Sikkens is the best thing I've found as well. The only thing is that their version of clear/natural is not clear at all, and I always have the check with the customer before application. It'll turn the wood pretty dark and/or amber-looking in some cases. Also, plan on having your truck/van smell like Sikkens forever.

-jt


----------



## EricTheHandyman (Jan 29, 2008)

I use the Deckbrite cleaner on every deck that I do. Never used the actual stains though, Cabot does too good a job to switch.


----------



## 1977corey (Feb 27, 2009)

I think TWP makes a nice clear


----------



## YubaPaintPro (Mar 2, 2008)

1977corey is the winner!

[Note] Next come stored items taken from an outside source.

PR #154, opened 2024-10-11
feature to use core::error::Error instead of std::error::Error

### LINKED ISSUE #153: Supports core::error::Error for Rust 1.81+ as a bound on gdbstub::target::Target::Error
My application rely on `core::error::Error::source` to propagate the errors from the lower-level to the top-level. It would be great if `gdbstub` provide a support this!

ultimaweapon:
### Description

Not sure if the validation outputs are required because it is a small change.

Closes #153.

### API Stability

### Checklist

- Documentation
  - [x] Ensured any public-facing `rustdoc` formatting looks good (via `cargo doc`)

### DIFF
--- a/Cargo.toml
+++ b/Cargo.toml
@@ -34,6 +34,7 @@ alloc = ["managed/alloc"]
 std = ["alloc"]
 trace-pkt = ["alloc"]
 paranoid_unsafe = []
+core_error = []
 
 # INTERNAL: enables the `__dead_code_marker!` macro.
 # used as part of the `scripts/test_dead_code_elim.sh`
--- a/README.md
+++ b/README.md
@@ -120,6 +120,8 @@ When using `gdbstub` in `#![no_std]` contexts, make sure to set `default-feature
     -   Add a `TargetError::Io` variant to simplify `std::io::Error` handling from Target methods.
 -   `paranoid_unsafe`
     -   Please refer to the [`unsafe` in `gdbstub`](#unsafe-in-gdbstub) section below for more details.
+-   `core_error`
+    -   Make `GdbStubError` implement [`core::error::Error`](https://doc.rust-lang.org/core/error/trait.Error.html) instead of `std::error::Error`.
 
 ## Examples
 
--- a/src/lib.rs
+++ b/src/lib.rs
@@ -27,6 +27,9 @@
 //! - `paranoid_unsafe`
 //!     - Please refer to the [`unsafe` in `gdbstub`](https://github.com/daniel5151/gdbstub#unsafe-in-gdbstub)
 //!       section of the README.md for more details.
+//! - `core_error`
+//!     - Make `GdbStubError` implement [`core::error::Error`](https://doc.rust-lang.org/core/error/trait.Error.html)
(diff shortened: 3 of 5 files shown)


daniel5151:
Good start!

There are two other change you'll need to make before we can land this:

- Also update [`GdbStubError`](https://docs.rs/gdbstub/latest/gdbstub/stub/struct.GdbStubError.html) to impl `core::error::Error` instead of `std::error::Error` when this feature is enabled. Should be a similarly easy fix.
- Add a brief description of this new feature-flag to the docs in both [`README.md`](https://docs.rs/gdbstub/latest/gdbstub/#feature-flags), as well as the doc-comment in [`lib.rs`](https://docs.rs/gdbstub/latest/gdbstub/#feature-flags)

* * *

And yeah, feel free to delete the Validation section from the template - no need for a PR like this.

daniel5151:
And actually, now that I think about it - do we actually need a `core::error::Error` bound on the `type Error`?

I believe the downstream `Debug + Display` bounds on the various `impl` blocks should be giving users the flexibility to choose if they want to have their error type impl those various traits, without strictly requiring them to.

And thanks to the lack of type-erasure in gdbstub's API - if your error type implements `core::error::Error`, you'll still be able to leverage that implementation by using [`GdbStubError::into_target_error`](https://docs.rs/gdbstub/latest/gdbstub/stub/struct.GdbStubError.html#method.into_target_error), which returns the concrete type you specified.

ultimaweapon:
> And actually, now that I think about it - do we actually need a `core::error::Error` bound on the `type Error`?
> 
> I believe the downstream `Debug + Display` bounds on the various `impl` blocks should be giving users the flexibility to choose if they want to have their error type impl those various traits, without strictly requiring them to.
> 
> And thanks to the lack of type-erasure in gdbstub's API - if your error type implements `core::error::Error`, you'll still be able to leverage that implementation by using [`GdbStubError::into_target_error`](https://docs.rs/gdbstub/latest/gdbstub/stub/struct.GdbStubError.html#method.into_target_error), which returns the concrete type you specified.

You're right. I'll revert this changes and convert `std::error::Error` to `core::error::Error` instead.

ultimaweapon:
@daniel5151 do you have any preference how to choose between `std` and `core` version? I'm thinking to create a type alias but not sure if you would like to go this way. If yes let me know its name you like.

daniel5151:
Apologies for the delay - we just open-sourced https://github.com/microsoft/OpenVMM at $work, so my attention has been elsewhere the past few days 😅

I think a type-alias based approach is good? i.e: having a single `impl CoreError for Foo` block, where a cfg block determines what type backs the `type CoreError`?

daniel5151:
This approach looks good 👌

Two things before we can merge:
1. Address the `rustfmt` related style issue
2. Like I mentioned in https://github.com/daniel5151/gdbstub/pull/154#issuecomment-2407980989, make sure to update README.md and the doc-comment in lib.rs to mention this new feature.

daniel5151:
Awesome. Thanks again for sending in the PR! I'll merge this in, and cut a new gdbstub release with this new feature.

Guys the TWP (Total Wood Preservative) line of stains/finishes is IMHO the alpha dog!! Wolman makes good products for sure. Their cleaner does work well. We are big on Cabot in our company and went "full in" w/ their line 10+ years ago. But the TWP line is just a superior product. Check out the solids by volume of either the 500 or 100 line and compare. Also, they have an EPA registered wood preservative.

To my knowledge, Sikkens is more of a "film former", and I am not sure that can be all good on a horizontal surface.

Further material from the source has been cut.